Why are the container cgroups not under the pod cgroups? Why are they in system.slice? If that was the case, the fix above won’t do anything because the parent slice is not the pod slice. The parent slice is system.slice, it has no memory limit. So the container will have no memory limit even after the fix. OOM’in the node.

After some issue-searching on the gVisor GitHub repo, I found that runsc initially has no support for systemd cgroups google/gvisor #193. Support for systemd cgroup was added in google/gvisor #7287. It required a specific configuration in the runsc configuration:

1
2
3
4
// File: runsc/config/config.go
// Link: https://github.com/google/gvisor/blob/bf86207401cab99d859b25acd4911038608f0d33/runsc/config/config.go#L229-L230
+	// Use systemd to configure cgroups.
+	SystemdCgroup bool `flag:"systemd-cgroup"`

Hmm, looks like there was nothing like that in the runsc configuration on the production cluster. Go! Fix it! Find one of the cordoned node, drain it, upgrade the runsc binary, and change the configuration.

 1
 2
 3
 4
 5
 6
 7
 8
 9
10
/etc/containerd/config.toml
  [plugins."io.containerd.grpc.v1.cri".containerd.runtimes.runsc]
  runtime_type = "io.containerd.runsc.v1"
+ [plugins."io.containerd.grpc.v1.cri".containerd.runtimes.runsc.options]
+ TypeUrl = "io.containerd.runsc.v1.options"
+ ConfigPath = "/etc/containerd/runsc.toml"

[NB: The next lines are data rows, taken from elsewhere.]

Issue #144, opened 2019-11-03
Async main in console


JamesNK:
Is there a reason why the Main method here is not async?

https://github.com/dapr/dotnet-sdk/blob/07fa2c615dd4c5c9df35947f7fc7262d8205ae94/samples/Grpc/GrpcClient/Program.cs

Making this method async will allow you to replace `.GetAwaiter().GetResult();` with `await`.

Details: https://blogs.msdn.microsoft.com/mazhou/2017/05/30/c-7-series-part-2-async-main/

amanbha:
No specific reason, yes, It can be made async.

PR #145, opened 2019-11-05
Making Main async and using Grpc.Net.Client

### LINKED ISSUE #143: Use Grpc.Net.Client
This sample - https://github.com/dapr/dotnet-sdk/blob/07fa2c615dd4c5c9df35947f7fc7262d8205ae94/samples/Grpc/GrpcClient/Program.cs#L33 - is using Grpc.Core as the client.

Consider removing `Grpc` and `Grpc.Core` package references and use `Grpc.Net.Client` as the client. `Grpc.Net.Client`, unlike `Grpc.Core`, doesn't have any native dependencies.

To call unsecured services, set an AppContext flag once when the app starts up - https://docs.microsoft.com/en-us/aspnet/core/grpc/troubleshoot?view=aspnetcore-3.0#call-insecure-grpc-services-with-net-core-client (note: this will be improved in .NET 5.0)

amanbha:
fixes #143 & #144

### DIFF
--- a/samples/Actor/ActorClient/Program.cs
+++ b/samples/Actor/ActorClient/Program.cs
@@ -20,16 +20,8 @@ namespace ActorClient
         /// Entry point.
         /// </summary>
         /// <param name="args">Arguments.</param>
-        public static void Main(string[] args)
-        {
-            MakeActorCalls().GetAwaiter().GetResult();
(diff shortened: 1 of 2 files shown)


amanbha:
cc @JamesNK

/etc/containerd/runsc.toml"
+ [runsc_config]
+ systemd-cgroup = "true"

Restart containerd systemctl restart containerd. Apply a new Pod with toleration and nodeSelector to schedule it to a cordoned node. And it worked! The container cgroups are now under the pod cgroups. The --total-memory is set to 256MiB. The Pod was killed after it used more than 256MiB memory. The node was not killed. The issue was fixed.

Conclusion

So the issue was a combination of old gVisor version and incorrect configuration. The gVisor version on the production cluster was built before the fix was merged. The configuration was missing the systemd-cgroup option. The issue was fixed by upgrading the runsc binary and adding the systemd-cgroup option to the configuration.